**EXERCISE DETAILS**. Report every line of the records beneath this task that holds the string "still".

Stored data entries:
___
PR #2246, opened 2018-11-14
Adds internal type to merge spans in a trace together

codefromthecrypt:
This merges spans that have the same identity together for the purpose
of display or aggregation. This works around instrumentation that
accidentally or purposefully send spans in pieces.

This work was described in issue #2245. Basically, we have multiple
tools that need a stable algo for merging spans. This approach is a
row-processing one. There is a little redundancy as we have to scan for
corrections before performing them.


zeagord (approved):
LGTM

PR #2248, opened 2018-11-15
Fixes collapse problem in UI

### LINKED ISSUE #1774: Make collapse button work by default
Currently, the UI defaults to expand all, which implicitly selects all services like so..

screen shot 2017-11-01 at 4 01 14 pm

When this is in place, you cannot collapse a the calls under root (clicking on the + just blinks red in the top-left corner).

Conversely, if you click Collapse All, then expand root, you can now collapse the child

screen shot 2017-11-01 at 4 02 47 pm

If you look closely, the difference is that in the Collapse All, both services are not highlighted. Looking at the trace.js, hide is muted when the service is in the filtered list

```javascript
function hideSpan(span) {
  if (span.inFilters > 0 || span.openChildren > 0 || span.openParents > 0) return;
  span.hide();
}
``` 

Probably, the default should be similar to clicking Collapse All, click + as intuitively, someone would like to be able to hide parts of the tree. This is especially important in large traces. Thanks to @sigerber for reporting this!

codefromthecrypt:
tested with all the zipkin-ui/testdata

Fixes #1774

### DIFF
--- a/zipkin-ui/js/component_ui/trace.js
+++ b/zipkin-ui/js/component_ui/trace.js
@@ -35,7 +35,7 @@ export function showSpans(spans, parents, children, selectedSpans) {
 }
 
 function hideSpan(span) {
-  if (span.inFilters > 0 || span.openChildren > 0 || span.openParents > 0) return;
+  if (span.openChildren > 0 || span.openParents > 0) return;
   span.hide();
 }
 


drolando:
There's still a bug. The button now collapses all its immediate children that are "leaves", but won't hide children that are "roots" of a subtree.

drolando:
You can reproduce that with the `messaging-kafka.json` example trace. If you click on `servicea on-message` (the 2nd span) it doesn't collapse the entire subtree, it only hides a few spans

codefromthecrypt:
thanks for checking!

codefromthecrypt:
considering the UI is to be rewritten in less than a month, not sure how much effort will try on this one

PR #2050, opened 2025-10-30
fix: Remove output schema to dataset schema rewrites

B4nan:


nginx.conf
```diff
@@ -533,10 +533,6 @@ server {
     rewrite ^/platform/actors/development/testing-and-maintenance$ /platform/actors/development/deployment/automated-tests redirect;
     rewrite ^/platform/actors/development/source-code$             /platform/actors/development/deployment/source-types redirect;
 
-    # Rename output schema to dataset schema
-    rewrite ^/platform/actors/development/actor-definition/output-schema$ /platform/actors/development/actor-definition/dataset-schema permanent;
-    rewrite ^academy/deploying-your-code/output-schema$ /academy/deploying-your-code/dataset-schema permanent;
```
valekjo: Question: Was this even correct? It's missing the leading `/` (and so do many other academy links)

PR #2167, opened 2026-01-09
fix: add missing docs for attachment param for KV getRecord

mvolfik:
> [!NOTE]
> Updates OpenAPI docs for Key-value stores `getRecord`.
> 
> - Adds optional boolean `attachment` query parameter; when `true`/`1`, responses include `Content-Disposition: attachment` so browsers download HTML records instead of displaying them
> 
> <sup>Written by [Cursor Bugbot](https://cursor.com/dashboard?tab=bugbot) for commit d7695485320b03955b49c07798324ece5f680420. Configure [here](https://cursor.com/dashboard?tab=bugbot).</sup>


mvolfik:
hmm should I also add a note that says we don't add the cookie snippet (see apify/apify-core#24758) when the flag is enabled? I.e. with this flag, responses are guaranteed to be unmodified?

fnesveda (approved):

Issue #2182, opened 2026-01-15
Ensure OpenAPI specs can serve as a reliable source of truth for typed client generation


vdusek:
Fix and consolidate the existing OpenAPI specifications to reflect the actual API behavior, ensuring they can serve as a source of truth for typed API client generation.

PR #2187, opened 2026-01-19
ci(openapi): Add spell-check CI step and fix existing typos

vdusek:
- Configure `typos` spell checker to check the repository.
- Add `typos.toml` config to ignore false positives.
- Fix all current typos.
- Relates: #2182

### DIFF
--- a/typos.toml
+++ b/typos.toml
@@ -1,26 +1,40 @@
 # Configuration for typos spell checker
-# These are example IDs and should not be flagged as typos
+# https://github.com/crate-ci/typos
 
+[default]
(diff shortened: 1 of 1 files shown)


janbuchar (approved):

TC-MO:
I'm fairly certain that we used this already before but retired it for one reason or another (not 100% sure atm). At the same time maybe the tool is better now or we could have better rules in place. I see no harm in setting this up for whole repo and trying it out. Worst case scenario we can revert to having it only work on `apify-api`

PR #2249, opened 2026-02-13
docs: add missing title property to webhook API schemas

### LINKED ISSUE #2035: Missing `title` property in "Create webhook" request body
The **Create webhook** API request body documentation does not include the `title` property, even though the Apify API supports it.

### Example
The following request works correctly:

```json
POST /v2/webhooks
{
  "eventTypes": ["ACTOR.RUN.SUCCEEDED"],
  "requestUrl": "https://example.com/webhook-handler",
  "title": "Actor run succeeded webhook",
  ....
}
```

But title is not listed in the docs.
It is probably also missing in other wehbook related endpoints.

marcel-rbro:
## Summary
- Adds the missing `title` property to `WebhookCreate`, `WebhookUpdate`, and `Webhook` OpenAPI schemas
- The Apify API supports a `title` field on webhooks, but it was not documented in the OpenAPI spec

Closes #2035

## Test plan
- [ ] Verify the OpenAPI spec still validates correctly
- [ ] Check that the webhook create/update/get endpoints show the `title` property in rendered API docs

Generated with [Claude Code](https://claude.com/claude-code)

### DIFF
--- a/apify-api/openapi/components/schemas/webhooks/Webhook.yaml
+++ b/apify-api/openapi/components/schemas/webhooks/Webhook.yaml
@@ -54,6 +54,9 @@ properties:
   headersTemplate:
     type: [string, "null"]
     examples: ['{\n "Authorization": "Bearer ..."}']
+  title:
+    type: [string, "null"]
+    examples: [Actor run succeeded webhook]
   description:
     type: [string, "null"]
     examples: [this is webhook description]
--- a/apify-api/openapi/components/schemas/webhooks/WebhookCreate.yaml
+++ b/apify-api/openapi/components/schemas/webhooks/WebhookCreate.yaml
@@ -35,6 +35,9 @@ properties:
   headersTemplate:
     type: [string, "null"]
     examples: ['{\n "Authorization": "Bearer ..."}']
+  title:
+    type: [string, "null"]
+    examples: [Actor run succeeded webhook]
   description:
     type: [string, "null"]
     examples: [this is webhook description]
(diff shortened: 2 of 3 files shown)


marcel-rbro (commented):
## Review: LGTM

The change correctly adds the missing `title` property to all three relevant webhook OpenAPI schemas.

### What looks good

1. **Pattern consistency**: The `title` property definition (`type: [string, "null"]` with `examples`) exactly matches the pattern used by the adjacent `description` property in all three files. Good adherence to existing conventions.

2. **Cross-schema consistency**: The definition is identical across `Webhook.yaml`, `WebhookCreate.yaml`, and `WebhookUpdate.yaml`, which is correct since they should all support the same `title` field.

3. **Logical placement**: `title` is placed immediately before `description` in each schema, which is a natural grouping.

4. **Example value**: `Actor run succeeded webhook` is appropriate - it matches the `ACTOR.RUN.SUCCEEDED` event type used in other examples in the same files, making the schema self-consistent.

5. **All CI checks pass**: Lint, spec validation, bundled spec build, docs build, and spell check all green.

### Considered but not an issue

I checked whether `WebhookShort.yaml` (used by the list webhooks endpoint via `ListOfWebhooks.yaml`) also needs `title`. It does not - `WebhookShort` already omits `description`, `payloadTemplate`, and `headersTemplate`, so omitting `title` is consistent with the "short" representation pattern.

No changes requested. This is a clean, minimal fix that addresses issue #2035.

PR #2263, opened 2026-02-19
docs: add PPE event charging examples and restructure best practices

TC-MO:
Add three generic `Actor.charge()` examples (JS + Python) to the PPE docs:
- Charge per result with spending limit check
- Charge for multiple event types
- Charge for multiple items at once using count parameter

Move "Respect user spending limits" from standalone section into best practices and reorder subsections for logical flow: setup, spending limits, charging patterns, then pricing guidance. Clean up best practices intro prose.

### DIFF
--- a/sources/platform/actors/publishing/monetize/pay_per_event.mdx
+++ b/sources/platform/actors/publishing/monetize/pay_per_event.mdx
@@ -203,114 +203,6 @@ If you're not using the Apify SDKs (JS/Python), you need to handle idempotency (
 
 The following examples show common charging patterns using the Apify SDK. Use the [JS](/sdk/js/reference/class/Actor#charge) or [Python](/sdk/python/reference/class/Actor#charge) SDK to handle idempotency, API errors, and spending limits automatically.
 
-### Respect spending limits
-
-Check `eventChargeLimitReached` after each charge and stop the Actor when the user's budget is exhausted. For Actors with multiple event types, use `chargeableWithinLimit` to check whether any event can still be charged before stopping.
-
-<Tabs groupId="main">
-<TabItem value="JavaScript" label="JavaScript">
-
-```js
-import { Actor } from 'apify';
-
-await Actor.init();
-
-const input = await Actor.getInput();
-const { items } = input;
-
-for (const item of items) {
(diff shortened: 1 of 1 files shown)


sources/platform/actors/publishing/monetize/pay_per_event.mdx
```diff
@@ -57,178 +57,242 @@ An Actor's negative net profit does not affect the positive profit of another Ac
...
 ```
 
 </TabItem>
 </Tabs>
 
-:::note Crawlee integration and spending limits
+### Charge for multiple event types
 
-When using [Crawlee](https://crawlee.dev/), use `crawler.autoscaledPool.abort()` instead of `Actor.exit()` to gracefully finish the crawler and allow the rest of your code to process normally.
+Charge multiple event types in a single operation. Each event type must be defined in your Actor's pricing configuration.
```
marcel-rbro: Maybe explain this more thoroughly? The text says "charge multiple event types in a single operation", but the example shows two `charge` calls. Maybe rewrite to something like: "Charge for multiple different event types in one Actor run"?

sources/platform/actors/publishing/monetize/pay_per_event.mdx
```diff
@@ -57,178 +57,242 @@ An Actor's negative net profit does not affect the positive profit of another Ac
...
+const data = { url: 'https://example.com', title: 'Example' };
+const chargeResult = await Actor.charge({ eventName: 'result' });
 
 if (chargeResult.eventChargeLimitReached) {
-  await Actor.exit();
+    await Actor.exit();
 }
 
-// Rest of the Actor logic
+await Actor.pushData(data);
```
Patai5: Just from a coding standards perspective, it is recommended to keep variables as close as possible to where they are first used. So we could initialize the data right before pushing it 👀 


```suggestion
const chargeResult = await Actor.charge({ eventName: 'result' });

if (chargeResult.eventChargeLimitReached) {
    await Actor.exit();
}

const data = { url: 'https://example.com', title: 'Example' };
await Actor.pushData(data);
```

(this applies to the other examples as well)

PR #2306, opened 2026-03-03
docs(openapi): Use more autogenerated response examples

Pijukatel:
## Summary

- Delete some explicit examples and use auto-generated examples from the schema.
- Keep explicit examples where it helps:
  - lists, where an autogenerated example would contain just one item
  - specific non-default values. For example, aborted runs will have some specific run status, so returning an autogenerated example run could be confusing 

## Motivation
- Remove massive code duplication
- Preparation for adding undocumented redispatch endpoints, which would otherwise have to repeat the examples again, making the duplication even worse.
- Manual examples are missing newly added optional fields

**Example:**
image

---

> [!NOTE]
> <sup>[Cursor Bugbot](https://cursor.com/dashboard?tab=bugbot) is generating a summary for commit 2fe84fefe36f1c74507681f5996abf4399d05061. Configure [here](https://cursor.com/dashboard?tab=bugbot).</sup>


TC-MO (approved):
LGTM

PR #2412, opened 2026-04-09
docs(openapi): add 402 response to Actor execution endpoints

tobice:
Updates API schema to match changes from apify/apify-core#26917: unauthenticated Actor execution requests now return 402 with X402 payment info instead of 401.

I have also updated the `PamentRequired` example to be more realistic.


tobice:
The `POST <...>/runs` execution endpoint has been already updated by @Pijukatel :smile: :runner: https://github.com/apify/apify-docs/pull/2390

mvolfik (approved):

apify-api/openapi/components/responses/PaymentRequired.yaml
```diff
@@ -1,9 +1,9 @@
-description: Payment required - the user has exceeded their usage limit or does not have enough credits.
+description: Payment required - the user has exceeded their usage limit, does not have enough credits, or the request lacks authentication and payment credentials.
 content:
   application/json:
     schema:
       $ref: ../schemas/common/ErrorResponse.yaml
```
janbuchar, line 5: You should use `allOf` here to make sure that `type` is set to the one true allowed value

janbuchar (changes requested):

apify-api/openapi/components/responses/PaymentRequired.yaml
tobice: It's following the same pattern as all other responses 🤔 Should it be changed everywhere? If so, then I'd do it in a separate PR.

janbuchar: Well, in https://github.com/apify/apify-docs/blob/3b28c7aeebbb3f77c51a6a89f7fc017e7a689eac/apify-api/openapi/components/schemas/common/errors/ActorErrors.yaml, it is correct already... I thought that PR changed every error response. @vdusek can you share you opinion please?

stepskop (approved):

apify-api/openapi/components/responses/PaymentRequired.yaml
tobice: @janbuchar @vdusek Can we resolve this? :smile:

vdusek: Sorry! A lot of notifications after free Friday, and I got lost.

I would not do it in this PR. Let's resolve this in a dedicated PR that updates all generic error responses to use the `allOf` + `const` pattern (which will constrain each response's type field to only the relevant error type). I'll do it myself.

tobice: Thanks! In that case, @janbuchar can I ask for your approve? :pray:

janbuchar (approved):

PR #2415, opened 2026-04-09
fix(openapi): allow multiple values in request queue requests list

mvolfik:
add docs for feature added in https://github.com/apify/apify-core/issues/12115


mvolfik:
hm, for some reason the comma is escaped in the `curl`, PHP `curl`, javascript `xhr` and Java unirest examples:

image

It's fine for the rest though:

image

Is this blocking? Do you guys know why this might be?

fnesveda (approved):

Pijukatel (approved):

Pijukatel:
> Is this blocking? Do you guys know why this might be?

I tested with our API, and it seems to handle both cases identically, so I would not worry about that.

Issue #2286, opened 2026-02-26
Fix OpenAPI specification issues reported by the validator


Pijukatel:
OpenAPI validator middleware was created to validate requests and responses using the OpenAPI specification: https://github.com/apify/apify-core/issues/22169

Already, when running the integration tests, many validation errors exposed problems with the API. All those errors have to be fixed before the validator goes to production. Validator should be running in production only if there are no more errors detected in integration tests.

Full log from first round of integrations tests from validator draft https://github.com/apify/apify-core/pull/26052:
https://apify-pr-test-env-logs.s3.us-east-1.amazonaws.com/apify/apify-core/26052/api-8086980ca33efb927256133b4498375bf3fa955b.html

Such log should contain no `OpenAPI validation error`

vdusek:
We did our best, let's consider it as done and close it.

PR #2422, opened 2026-04-13
docs(openapi): Align 404 to use generic error and specific example

Pijukatel:
- Add missing, but possible errors to the `ErrorResponse.yaml`
- Simplify 404s to refer to a generic error and give generic missing resource text

**Motivation:** 
- Simplify code generation by reducing the number of error objects.
- Simplify upcoming documentation of redispatch endpoints (This will allow complete reuse of the response section. Using granular 404s would not allow it due to, for example, `last run` endpoints always having `actor/run not found` errors even when referring to the default dataset, while getting the dataset directly through id will never return such 404 variant )

Follow up for: https://github.com/apify/apify-docs/pull/2398

Partially implements: https://github.com/apify/apify-docs/issues/2286


fnesveda (approved):

vdusek (changes requested):
please see what it generated in https://github.com/apify/apify-client-python/pull/719/ - `ErrorType`, `Type1`

vdusek (approved):
LGTM

PR #2403, opened 2026-04-08
docs(openapi): Autofix OpenAPI spec validation errors

Pijukatel:
## Summary
Autogenerated OpenAPI fixes suggestions based on validation errors generated from running API integration tests with OpenAPI validator turned on.

**Error log:** https://apify-pr-test-env-logs.s3.us-east-1.amazonaws.com/apify/apify-core/26280/api-e8976db3b5b2476d2f01af1a84d4268fc61e839f.log

**apify-core version:** https://github.com/apify/apify-core/tree/e8976db3b5b2476d2f01af1a84d4268fc61e839f

**Stop reason:** No new fixes possible. All remaining validation errors are deliberate negative tests, known false positives (nullable date-time fields), validator limitations (oneOf for KV store records), missing endpoints (out of scope), or global middleware artifacts (method query parameter override). 16 unique error types fixed out of 20 target.

#### 1. Fix pricingInfo oneOf validation errors
- **Files:** `components/schemas/actor-pricing-info/FreeActorPricingInfo.yaml`, `PayPerEventActorPricingInfo.yaml`, `PricePerDatasetItemActorPricingInfo.yaml`, `FlatPricePerMonthActorPricingInfo.yaml`
- **Error:** `must have required property 'pricePerUnitUsd'` / `must have required property 'pricingPerEvent'` / `must have required property 'trialMinutes'` / `must have required property 'unitName'` at GET/PUT `/v2/acts/{actorId}`
- **Root cause:** The pricingInfo oneOf schemas had mismatched required fields. Each pricing model type had required fields that don't exist for that model (e.g., FREE model doesn't have pricePerUnitUsd). Inlined the pricingModel enum values to each schema so the validator can discriminate correctly.
- **Reference:** https://github.com/apify/apify-core/tree/e8976db3b5b2476d2f01af1a84d4268fc61e839f/src/packages/actor/src/pricing/pricing.both.ts#L22

#### 2. Fix maxItems type in RunOptions
- **Files:** `components/schemas/actor-runs/RunOptions.yaml:26`
- **Error:** `must be integer` at response path `/response/data/options/maxItems`
- **Root cause:** maxItems was typed as `integer` but the API returns `null` when not set. Changed to `type: [integer, "null"]`.
- **Reference:** https://github.com/apify/apify-core/tree/e8976db3b5b2476d2f01af1a84d4268fc61e839f/src/packages/schemas/src/actor_tasks.ts#L53

#### 3. Fix version DELETE 404 error type
[...]

PR #2423, opened 2026-04-13
docs(openapi): Remove uri format where not enforced by API

Pijukatel:
- Remove uri format where not enforced by API:
  - `RequestBase.loadedUrl`

- Remove unnecessary properties from UserData
 
- `Format uri` left for following:                                                    
  - Webhook.yaml, WebhookUpdate.yaml, WebhookShort.yaml → requestUrl: regex + runtime validation (WEBHOOK_REQUEST_URL_REGEXP + new URL())
  - Profile.yaml → websiteUrl: HTTP_URL_REGEX validation                                                                                     
  - Profile.yaml → pictureUrl: runtime S3 URL check     
  - All output-only fields (consoleUrl, keysPublicUrl, itemsPublicUrl, containerUrl, recordPublicUrl, standbyUrl,                            
  StoreListActor.pictureUrl/userPictureUrl/url): generated by the API itself, always valid URIs   

**Follow-up for:** https://github.com/apify/apify-docs/pull/2403#discussion_r3071462194

**Partially implements:** https://github.com/apify/apify-docs/issues/2286

### DIFF
--- a/apify-api/openapi/components/schemas/request-queues/RequestBase.yaml
+++ b/apify-api/openapi/components/schemas/request-queues/RequestBase.yaml
@@ -11,7 +11,6 @@ properties:
     $ref: ./SharedProperties.yaml#/RetryCount
   loadedUrl:
     type: [string, "null"]
-    format: uri
     description: The final URL that was loaded, after redirects (if any).
     examples: [https://apify.com/jobs]
   payload:
--- a/apify-api/openapi/components/schemas/request-queues/RequestUserData.yaml
+++ b/apify-api/openapi/components/schemas/request-queues/RequestUserData.yaml
@@ -2,12 +2,6 @@ title: RequestUserData
 description: Custom user data attached to the request. Can contain arbitrary fields.
 type: object
 additionalProperties: true
-properties:
-  label:
-    type: [string, "null"]
-    description: Optional label for categorizing the request.
-    examples: [DETAIL]
-  image:
-    type: [string, "null"]
-    description: Optional image URL associated with the request.
-    examples: [https://picserver1.eu]
+example:
+  label: DETAIL
+  customField: custom-value
--- a/apify-api/openapi/components/schemas/request-queues/RequestUserData.yaml
+++ b/apify-api/openapi/components/schemas/request-queues/RequestUserData.yaml
@@ -9,6 +9,5 @@ properties:
     examples: [DETAIL]
   image:
     type: [string, "null"]
-    format: uri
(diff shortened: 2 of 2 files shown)


vdusek (approved):
lgtm, thanks

apify-api/openapi/components/schemas/request-queues/RequestBase.yaml
```diff
@@ -11,7 +11,6 @@ properties:
     $ref: ./SharedProperties.yaml#/RetryCount
   loadedUrl:
     type: [string, "null"]
-    format: uri
     description: The final URL that was loaded, after redirects (if any).
     examples: [https://apify.com/jobs]
```
fnesveda, line 15: Huh, I didn't even know this is a thing. I don't think anyone actually uses it, but I guess we can't remove it now since it's a part of the API.

apify-api/openapi/components/schemas/request-queues/RequestUserData.yaml
```diff
@@ -9,6 +9,5 @@ properties:
     examples: [DETAIL]
   image:
     type: [string, "null"]
-    format: uri
     description: Optional image URL associated with the request.
     examples: [https://picserver1.eu]
```
fnesveda: These aren't specified anywhere in the API. `request.userData` should be a blackbox object (at least as far as the API is concerned).

I would just remove these.

fnesveda (changes requested):
Where are these properties even coming from? We don

apify-api/openapi/components/schemas/request-queues/RequestUserData.yaml
Pijukatel: I do not know the history behind these, but it has been part of the spec for years:

 https://github.com/apify/apify-docs/blob/5442ba282b65c52ae732a7bd964d1654b303b628/docs/api_v2/api_v2_reference.apib#L3434

I could not find anything in apify-core related to this, so maybe we can just remove both `label` and `image` and keep it as an object with extra properties allowed. We can put `label` in the example since Crawlee is using it.

fnesveda: Agreed.

fnesveda (approved):

apify-api/openapi/components/schemas/request-queues/RequestBase.yaml
Pijukatel: I will just remove this non existent contraint from the spec.

PR #2788, opened 2026-07-20
docs: Update procedure on passing platform usage costs on to users

szaganek:
We are moving PPE+U under **Additional options**.


stetizu1 (approved):
It is ok, though I don't like the heading of the section too much, sounds like a command :D "Pass it!"

PR #2791, opened 2026-07-21
fix(docs): Duplicated routes in Academy

szaganek:
Due to the recent navigation changes, slugs got duplicated and some content disappeared from Academy.


TC-MO (approved):
LGTM

PR #2795, opened 2026-07-22
docs: Remove add-actor mentions from MCP integration docs

MQ37:
add-actor is no longer selectable for new MCP connections (call-actor is substituted instead, apify/apify-mcp-server#1127). Removes its table row and the now-inaccurate dynamic-tool-discovery note.


MQ37:
FYI @jirispilka

marcel-rbro (approved):
Fixed small not, looks good otherwise 👍

PR #2798, opened 2026-07-23
fix: removed contact card from Hubspot setup instructions

JanHranicky:
- As of now the card only operates on companies, removed Contact reference that were not true


marcel-rbro (approved):
Fixed minor styling issue, LGTM 👍

PR #2819, opened 2026-07-27
docs: Add experimental API clients section to API page

jancurn:
Adds a new "Experimental API clients" section to the API documentation page showcasing official Apify client libraries for Rust, Go, PHP, Java, and .NET.

**Key changes:**

- Added `ExperimentalClient` interface and `experimentalClients` array with complete metadata (language, description, repository, installation, and code examples) for 5 experimental client libraries
- Created new "Experimental API clients" section on the API page using tabbed interface to display each client with installation instructions and usage examples
- Updated navigation configuration to simplify the "APIs, SDKs & CLI" dropdown into separate "API", "SDK", and "CLI" menu items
___
**SOLUTION FOR THIS EXERCISE**.
There's still a bug. The button now collapses all its immediate children that are "leaves", but won't hide children that are "roots" of a subtree.
- [ ] Verify the OpenAPI spec still validates correctly
-Check `eventChargeLimitReached` after each charge and stop the Actor when the user's budget is exhausted. For Actors with multiple event types, use `chargeableWithinLimit` to check whether any event can still be charged before stopping.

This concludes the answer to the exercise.